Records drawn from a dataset
PR #3577, opened 2026-04-28
Teams Update: Add teams and topics related DB functions

dakota002:
# Description

- Makes `Permission` a type to be more reusable
- Adds new type and table: `TeamInvite`,`team_invites` for tracking status of users to be added to teams
- Adds functions for:
  - Create/Retrieve/Update/Delete teams 
  - Create/Update/Delete Topics
  - Inviting users to join team
  - Managing invite status for users
  - Managing team permission level

# Related Issue(s)
This is a follow-up to https://github.com/nasa-gcn/gcn.nasa.gov/pull/3574

### DIFF
--- a/app/lib/teams.server.ts
+++ b/app/lib/teams.server.ts
@@ -5,12 +5,23 @@
  *
  * SPDX-License-Identifier: Apache-2.0
  */
+import { tables } from '@architect/functions'
+import crypto from 'crypto'
+import { dedent } from 'ts-dedent'
+
+import { sendEmail } from './email.server'
+import { origin } from './env.server'
+import type { User } from '~/routes/_auth/user.server'
+
+const fromName = 'GCN Teams'
 
 export type Team = {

To do – Starting at the first line of the records above, please copy each line exactly until you reach the line containing "- Adds new type". Include that line and stop there.

Answer section –
PR #3577, opened 2026-04-28
Teams Update: Add teams and topics related DB functions

dakota002:
# Description

- Makes `Permission` a type to be more reusable
- Adds new type and table: `TeamInvite`,`team_invites` for tracking status of users to be added to teams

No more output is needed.